◆ **Assignment**
Could you write the entries out again, exactly as they appear?

*** Opening Records to process ***

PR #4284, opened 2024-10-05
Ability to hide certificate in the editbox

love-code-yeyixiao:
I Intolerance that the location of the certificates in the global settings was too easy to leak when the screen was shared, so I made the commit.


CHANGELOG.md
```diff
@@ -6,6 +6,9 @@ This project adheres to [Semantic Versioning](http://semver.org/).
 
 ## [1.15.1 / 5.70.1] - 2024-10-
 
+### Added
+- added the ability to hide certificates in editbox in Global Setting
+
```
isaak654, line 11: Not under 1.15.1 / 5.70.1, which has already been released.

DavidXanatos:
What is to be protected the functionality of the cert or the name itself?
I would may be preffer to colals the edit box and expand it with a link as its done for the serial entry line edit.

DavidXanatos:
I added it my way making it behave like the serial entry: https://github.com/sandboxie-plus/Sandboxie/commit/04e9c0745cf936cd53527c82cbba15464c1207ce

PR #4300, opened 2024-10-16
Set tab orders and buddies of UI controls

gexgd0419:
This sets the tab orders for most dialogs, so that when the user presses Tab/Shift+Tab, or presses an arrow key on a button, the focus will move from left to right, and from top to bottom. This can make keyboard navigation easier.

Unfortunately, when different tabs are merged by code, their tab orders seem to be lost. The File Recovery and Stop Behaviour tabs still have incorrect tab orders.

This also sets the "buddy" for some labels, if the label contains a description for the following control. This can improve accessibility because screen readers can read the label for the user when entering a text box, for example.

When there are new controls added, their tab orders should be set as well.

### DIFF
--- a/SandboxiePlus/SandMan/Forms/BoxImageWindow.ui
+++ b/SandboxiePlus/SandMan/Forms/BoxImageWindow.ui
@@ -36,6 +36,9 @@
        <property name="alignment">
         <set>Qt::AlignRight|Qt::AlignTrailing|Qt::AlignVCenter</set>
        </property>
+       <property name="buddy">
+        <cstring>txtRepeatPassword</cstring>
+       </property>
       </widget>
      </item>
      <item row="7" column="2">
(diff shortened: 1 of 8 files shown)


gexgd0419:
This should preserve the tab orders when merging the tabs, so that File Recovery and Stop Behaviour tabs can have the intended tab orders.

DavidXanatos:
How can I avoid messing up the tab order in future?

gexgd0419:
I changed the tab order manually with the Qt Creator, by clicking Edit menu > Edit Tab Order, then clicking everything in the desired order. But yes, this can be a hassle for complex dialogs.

*** Closing Records to process ***

◆ **Exercise result**
PR #4284, opened 2024-10-05
Ability to hide certificate in the editbox

love-code-yeyixiao:
I Intolerance that the location of the certificates in the global settings was too easy to leak when the screen was shared, so I made the commit.


CHANGELOG.md
```diff
@@ -6,6 +6,9 @@ This project adheres to [Semantic Versioning](http://semver.org/).
 
 ## [1.15.1 / 5.70.1] - 2024-10-
 
+### Added
+- added the ability to hide certificates in editbox in Global Setting
+
```
isaak654, line 11: Not under 1.15.1 / 5.70.1, which has already been released.

DavidXanatos:
What is to be protected the functionality of the cert or the name itself?
I would may be preffer to colals the edit box and expand it with a link as its done for the serial entry line edit.

DavidXanatos:
I added it my way making it behave like the serial entry: https://github.com/sandboxie-plus/Sandboxie/commit/04e9c0745cf936cd53527c82cbba15464c1207ce

PR #4300, opened 2024-10-16
Set tab orders and buddies of UI controls

gexgd0419:
This sets the tab orders for most dialogs, so that when the user presses Tab/Shift+Tab, or presses an arrow key on a button, the focus will move from left to right, and from top to bottom. This can make keyboard navigation easier.

Unfortunately, when different tabs are merged by code, their tab orders seem to be lost. The File Recovery and Stop Behaviour tabs still have incorrect tab orders.

This also sets the "buddy" for some labels, if the label contains a description for the following control. This can improve accessibility because screen readers can read the label for the user when entering a text box, for example.

When there are new controls added, their tab orders should be set as well.

### DIFF
--- a/SandboxiePlus/SandMan/Forms/BoxImageWindow.ui
+++ b/SandboxiePlus/SandMan/Forms/BoxImageWindow.ui
@@ -36,6 +36,9 @@
        <property name="alignment">
         <set>Qt::AlignRight|Qt::AlignTrailing|Qt::AlignVCenter</set>
        </property>
+       <property name="buddy">
+        <cstring>txtRepeatPassword</cstring>
+       </property>
       </widget>
      </item>
      <item row="7" column="2">
(diff shortened: 1 of 8 files shown)


gexgd0419:
This should preserve the tab orders when merging the tabs, so that File Recovery and Stop Behaviour tabs can have the intended tab orders.

DavidXanatos:
How can I avoid messing up the tab order in future?

gexgd0419:
I changed the tab order manually with the Qt Creator, by clicking Edit menu > Edit Tab Order, then clicking everything in the desired order. But yes, this can be a hassle for complex dialogs.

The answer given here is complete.